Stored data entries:
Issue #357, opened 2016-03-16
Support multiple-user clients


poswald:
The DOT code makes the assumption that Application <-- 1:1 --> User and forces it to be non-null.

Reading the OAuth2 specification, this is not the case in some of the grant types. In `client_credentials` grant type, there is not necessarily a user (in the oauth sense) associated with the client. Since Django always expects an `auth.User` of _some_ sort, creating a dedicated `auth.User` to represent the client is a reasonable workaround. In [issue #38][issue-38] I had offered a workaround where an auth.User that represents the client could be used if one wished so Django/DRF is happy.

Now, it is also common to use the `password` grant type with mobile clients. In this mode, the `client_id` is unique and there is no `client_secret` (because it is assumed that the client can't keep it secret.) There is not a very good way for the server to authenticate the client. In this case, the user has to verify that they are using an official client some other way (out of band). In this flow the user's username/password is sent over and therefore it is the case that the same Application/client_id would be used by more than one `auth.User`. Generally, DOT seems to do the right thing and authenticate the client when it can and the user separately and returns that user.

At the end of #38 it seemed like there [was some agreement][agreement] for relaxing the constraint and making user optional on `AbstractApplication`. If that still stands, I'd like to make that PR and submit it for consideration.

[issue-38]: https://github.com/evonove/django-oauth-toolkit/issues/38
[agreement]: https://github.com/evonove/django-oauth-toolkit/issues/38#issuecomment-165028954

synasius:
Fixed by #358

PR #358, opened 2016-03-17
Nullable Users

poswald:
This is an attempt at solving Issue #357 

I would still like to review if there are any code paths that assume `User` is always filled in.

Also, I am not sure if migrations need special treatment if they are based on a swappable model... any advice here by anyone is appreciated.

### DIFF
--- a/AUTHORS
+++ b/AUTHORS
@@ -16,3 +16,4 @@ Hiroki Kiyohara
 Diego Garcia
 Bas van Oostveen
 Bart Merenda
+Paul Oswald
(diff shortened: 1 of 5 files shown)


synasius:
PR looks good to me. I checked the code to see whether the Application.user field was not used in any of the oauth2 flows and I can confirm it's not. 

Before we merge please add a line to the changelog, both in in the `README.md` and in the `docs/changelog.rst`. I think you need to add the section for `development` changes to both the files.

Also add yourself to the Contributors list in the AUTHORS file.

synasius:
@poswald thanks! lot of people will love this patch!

--

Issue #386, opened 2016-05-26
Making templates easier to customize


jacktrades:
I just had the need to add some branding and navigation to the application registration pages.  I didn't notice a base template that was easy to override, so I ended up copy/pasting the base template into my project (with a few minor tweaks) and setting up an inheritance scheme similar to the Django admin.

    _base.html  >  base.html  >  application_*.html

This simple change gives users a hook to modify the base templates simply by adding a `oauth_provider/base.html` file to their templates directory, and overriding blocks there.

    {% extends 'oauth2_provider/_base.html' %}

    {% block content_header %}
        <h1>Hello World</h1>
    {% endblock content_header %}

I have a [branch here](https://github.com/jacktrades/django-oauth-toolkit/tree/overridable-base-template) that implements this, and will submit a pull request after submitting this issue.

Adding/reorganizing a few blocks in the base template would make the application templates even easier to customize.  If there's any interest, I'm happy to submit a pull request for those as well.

==

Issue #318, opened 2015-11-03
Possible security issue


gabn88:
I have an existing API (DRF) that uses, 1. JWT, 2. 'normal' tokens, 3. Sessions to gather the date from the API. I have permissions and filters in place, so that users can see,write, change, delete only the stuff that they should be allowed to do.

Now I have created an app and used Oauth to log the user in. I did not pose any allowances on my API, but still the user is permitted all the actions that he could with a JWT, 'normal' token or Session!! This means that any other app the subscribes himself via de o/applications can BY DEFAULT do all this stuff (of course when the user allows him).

EXERCISE » Search the entries above for "when". Show every line that has it.

RESPONSE BELOW »
Now, it is also common to use the `password` grant type with mobile clients. In this mode, the `client_id` is unique and there is no `client_secret` (because it is assumed that the client can't keep it secret.) There is not a very good way for the server to authenticate the client. In this case, the user has to verify that they are using an official client some other way (out of band). In this flow the user's username/password is sent over and therefore it is the case that the same Application/client_id would be used by more than one `auth.User`. Generally, DOT seems to do the right thing and authenticate the client when it can and the user separately and returns that user.
Now I have created an app and used Oauth to log the user in. I did not pose any allowances on my API, but still the user is permitted all the actions that he could with a JWT, 'normal' token or Session!! This means that any other app the subscribes himself via de o/applications can BY DEFAULT do all this stuff (of course when the user allows him).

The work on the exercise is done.